Thirdly, if it survives as a recognisable entity—and I hope that it does—EU1 has to resemble EU2 far more closely. The EU has to be more innovative and, as others have said, much more flexible and less bureaucratic. The mountains of bureaucratic literature that come to you when you are on an EU committee in this House are amazing. I am on the same one as the noble Lord, Lord Carter, who chairs it brilliantly, but we get enormous amounts of this. I do not think that this is possible in the EU’s new environment. It must act quickly. It is not just a matter of the moment, responding to crisis. This is an immensely fast moving world, so the EU must be reconstructed if it is going to be effective. It must be much more fast moving.

The second report has interesting proposals of its own to make and considers some proposals from the Commission.
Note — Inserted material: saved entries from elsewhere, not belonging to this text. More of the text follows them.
PR #4618, opened 2017-01-20
follow https://github.com/cakephp/app/pull/473

gorogoroyasu:
In https://github.com/cakephp/app/pull/473 , 
I added a new configuration on config/bootstrap.php
so, I think that we have to update the document.
I added a line in the doc.


markstory:
Thanks :+1:

PR #4621, opened 2017-01-20
Update [app_name]

thesm2:


en/tutorials-and-examples/blog/blog.rst
```diff
@@ -36,13 +36,14 @@ Or, you can download ``composer.phar`` from the
...
+in the directory that you wish to use it with. For this example we will be using
+"blog" but feel free to change it to something else.::
 
-    php composer.phar create-project --prefer-dist cakephp/app [app_name]
+    php composer.phar create-project --prefer-dist cakephp/app blog
 
 In case you've already got composer installed globally, you may instead type::
 
-    composer self-update && composer create-project --prefer-dist cakephp/app [app_name]
+    composer self-update && composer create-project --prefer-dist cakephp/app blog
```
dereuromark: Should we drop the `composer self-update &&` part here? I dont think it belongs in this tutorial.

thesm2: What if it was changed to optional?

markstory: It doesn't hurt, but does make the example seem more complex. I've merged this set of changes, but feel free to make another if you want to remove the `self-update` call.

PR #4622, opened 2017-01-21
3.4 migration getEvent/getData

inoas:
Ref: https://github.com/cakephp/cakephp/pull/9996
@markstory I hope that's correct and was just missing. In case it is not, just close this PR. I didn't want to ask if to PR for such a small change.


markstory:
Thanks :+1:

PR #4627, opened 2017-01-23
[Ja] mod Breadcrumbs title.

junichirojp:
Modify The title.

### DIFF
--- a/ja/views/helpers/breadcrumbs.rst
+++ b/ja/views/helpers/breadcrumbs.rst
@@ -1,4 +1,4 @@
-Breadcrumbs
+パンくず (Breadcrumbs)
 ###########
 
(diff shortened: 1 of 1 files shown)


ja/views/helpers/breadcrumbs.rst
```diff
@@ -1,4 +1,4 @@
-Breadcrumbs
+パンくず (Breadcrumbs)
 ###########
```
okinaka: Title underline too short.

okinaka: This title is better to change to "Breadcrumbs (パンくず)".

junichirojp: Thanks.

PR #5827, opened 2018-08-23
Update query-builder.rst

hekep:
hydrate(false)  is not a must


markstory:
Thanks! This helps keep the examples simpler.

PR #5831, opened 2018-08-29
assignment in loading additional model section

davalb:
In my code I need to make an assignment like the one I did above (see diff). Not sure if this is a mistake in the documentation?

### DIFF
--- a/en/controllers.rst
+++ b/en/controllers.rst
@@ -368,7 +368,7 @@ The ``loadModel()`` function comes handy when you need to use a model
 table/collection that is not the controller's default one::
 
     // In a controller method.
-    $this->loadModel('Articles');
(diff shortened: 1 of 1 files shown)


en/controllers.rst
```diff
@@ -368,7 +368,7 @@ The ``loadModel()`` function comes handy when you need to use a model
 table/collection that is not the controller's default one::
 
     // In a controller method.
-    $this->loadModel('Articles');
+    $this->Articles = $this->loadModel('Articles');
```
markstory: This assignment is not necessary. `loadModel()` does this internally.

davalb:
ok, thank you! In that case I will close this change request.

PR #5833, opened 2018-08-29
Unify `TranslateBehavior::setLocale()` usage and version hints.

ndm2:
I'm not 100% sure how Sphinx will treat possibly non-internally-referenced anchors (eg `.. _retrieving-one-language-without-using-i18n-locale`), but I would expect that they will be compiled regardless? I've added them so that incoming links with old anchors still work.


en/orm/behaviors/translate.rst
```diff
@@ -287,13 +287,15 @@ This assumes that ``Categories`` has the TranslateBehavior attached to it. It
 simply uses the query builder function for the ``contain`` clause to use the
 ``translations`` custom finder in the association.
 
-Retrieving one language without using I18n::locale
---------------------------------------------------
+.. _retrieving-one-language-without-using-i18n-locale
```
markstory: You need a trailing `:` here.

fr/orm/behaviors/translate.rst
```diff
@@ -295,18 +295,21 @@ utilise simplement la fonction de construction de requête pour la clause
 ``contain`` d'utiliser les ``translations`` du finder personnalisé dans
 l'association.
 
-Récupérer une Langue sans Utiliser I18n::locale
------------------------------------------------
+.. _recuperer-une-langue-sans-utiliser-i18n-locale
```
markstory: And here.

en/orm/behaviors/translate.rst
ndm2: Ooops... fixed.

PR #5844, opened 2018-09-13
missing save method around `removeColumn`

gorogoroyasu:
In English Document, `->save()` method was added on the example code, though not in Japanese one.
It causes `[RuntimeException] Migration has pending actions after execution!`, and should be modified.


okinaka:
@gorogoroyasu Thank you!

PR #5857, opened 2018-09-23
Update ru/orm/table-objects.rst

amr-dallin:
Translation of the chapter ``orm/table-objects`` into Russian.


markstory:
Thank you 👍

PR #5860, opened 2018-09-25
Do not abbreviate parameters into params

ravage84:
For a seasoned developer it's clear what "params" means, but not for everybody.
This improves the clarity for newbies.

We still use ``$params`` for a few methods or lambdas, though....

### DIFF
--- a/en/controllers/request-response.rst
+++ b/en/controllers/request-response.rst
@@ -48,7 +48,7 @@ The request exposes routing parameters through the ``getParam()`` method::
 
 To get all routing parameters as an array use ``getAttribute()``::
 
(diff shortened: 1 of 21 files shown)


en/controllers/request-response.rst
```diff
@@ -48,7 +48,7 @@ The request exposes routing parameters through the ``getParam()`` method::
 
 To get all routing parameters as an array use ``getAttribute()``::
 
-    $params = $this->request->getAttribute('params');
+    $parameters = $this->request->getAttribute('params');
```
dereuromark: I find the status quo for variables here acceptable, especially with it reading a "params" key.
I am OK for all the textual representations, however.

PR #5868, opened 2018-10-09
added an example of read and write with config

borantula:
Even though it mentions a second parameter to read() and third parameter to write(), an example code with config was missing and it took me a while to notice that. So, I thought it might be useful to have same example with a different key


markstory:
Thank you 👍

PR #5870, opened 2018-10-10
Update csrf.rst

itsChathurangaJ:
Explained how to add the CSRF token when starting a form without using FormHelper

### DIFF
--- a/en/controllers/components/csrf.rst
+++ b/en/controllers/components/csrf.rst
@@ -68,6 +68,10 @@ token.
     FormHelper. If you do not, you will need to manually create hidden inputs in
     each of your forms.
 
+To manually add the CSRF token to the response object, you can put below code piece inside your form::
+
+    <?= $this->Form->create();?>
+
 CSRF Protection and AJAX Requests
 ==================================
 


en/controllers/components/csrf.rst
```diff
@@ -68,6 +68,10 @@ token.
     FormHelper. If you do not, you will need to manually create hidden inputs in
     each of your forms.
 
+To manually add the CSRF token to the response object, you can put below code piece inside your form::
+
+    <?= $this->Form->create();?>
```
markstory: Putting a form inside another form won't do what you want. Are you aiming to output just the CSRF token field?

markstory: But if this is put inside another form it will generate invalid HTML.

itsChathurangaJ: I just checked the source and you're right, it generates a new from with the CSRF token in it. but it didn't give me any errors.
Is there a way to output just the CSRF token field inside a form?

markstory: You *could* make one with `$this->Form->hidden('_csrfToken', ['value' => $this->request->getParam('_csrfToken')]);` but there isn't a public method that just emits a CSRF token field.

ravage84:
Closing as the current proposal isn't workable.

PR #5871, opened 2018-10-11
Clarify decimal type

davidyell:
This pull request aims to try and clarify the two different decimal parts, and what they are for. As precision refers to the whole integer part before the decimal point, and scale refers to the fractional part after the decimal point.

However this wasn't very clear, at least to me, from the way the documentation was worded.

Reference, https://math.stackexchange.com/questions/64042/what-are-the-numbers-before-and-after-the-decimal-point-referred-to-in-mathemati


dereuromark:
Also refs https://github.com/cakephp/migrations/issues/314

What is the Government’s view of how these goals are best achieved? How can the EU become much more adaptable and fast moving for the future? It cannot survive unless it does so. You cannot just revert to EU1, away from EU2. If it is to survive the EU has to be dramatically more adaptable.

In conclusion, even in the horrible crisis in which the EU is enmeshed, as a pro-European I would not want to give up the European dream. Even against the backdrop of this crisis or perhaps using it as a mechanism for necessary change, I would like to see the EU creating a model for growth different from that of the United States and from China’s and integrating it with the European social model. American growth is based on cheap credit, cheap energy and endless mobility. This is surely not a way for the future. The Chinese model for growth is environmentally far too destructive to be profitably copied elsewhere. In Europe a different model of growth can be still be pioneered which would be environmentally as well as economically sustainable.